▶ **WORK INSTRUCTION**: Search the listing for the word "good" and copy every line where it turns up.

▶ **DATA RECORDS**:
----------

PR #4528, opened 2022-08-07
Add default shockwave damage types functionality.

MageKing17:
Shockwaves can have a separate damage type from the weapon that created them, but one common footgun related to this is that they *only* have a damage type if you specify one, rather than inheriting their parent weapon's damage type. I saw it suggested more than once that some sort of automation here would be welcomed, so I tried to make things easier for modders. This includes setting a global default, inheriting from the parent weapon, and/or generating a damage type based on the parent weapon's damage type but with an added suffix. All of these options are also available for dinky shockwaves, with the non-dinky options applying to both by default.

I tried to make applying all the new options simultaneously have meaningful behavior, as well as making the feature as modular-table-friendly as possible by only finalizing shockwave damage types after parsing is over. That being said, if anyone has any ideas to make this functionality even more modder-friendly (IIRC suffixes were @EatThePath's idea), go ahead and comment; if it's not too complex, I should be able to throw it in, and even if it is someone may figure out how to implement it without requiring a full-blown overhaul of the parsing system... and if it *does* require a full-blown overhaul of the parsing system, it may happen anyway, so you never know.


Baezon (approved):
Looks good, although I feel I shoulds raise the question of whether `Shockwaves_inherit_parent_damage_type` should be default-on for mods targeting newer verisons. The fact that they don't is fairly unintuitive...

MageKing17:
I'm generally in favour of defaulting intuitive behavior when targeting the latest version, but I didn't want to do it unilaterally.

Goober5000:
I'd be in favor of it.

EatThePath:
@MageKing17 Do you want to make the change to defaults in this PR or should we leave that for later and merge this one?

MageKing17:
> Do you want to make the change to defaults in this PR or should we leave that for later and merge this one?

I have no objection to doing it in this PR, since nobody seems to mind this being default-on for mods targeting new versions of FSO. Based on the example of d8987b3de08e6db35dfd65d1a3b2c2e4534150d6, it should be based on whether the mod supports 22.4, as the next stable release; any objections?

wookieejedi:
Sounds good to me.

EatThePath:
Sounds reasonable to me.

Goober5000:
Sounds good, and the new commit looks good too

----------

▶ **RESPONSE BELOW**:
Looks good, although I feel I shoulds raise the question of whether `Shockwaves_inherit_parent_damage_type` should be default-on for mods targeting newer verisons. The fact that they don't is fairly unintuitive...
Sounds good to me.
Sounds good, and the new commit looks good too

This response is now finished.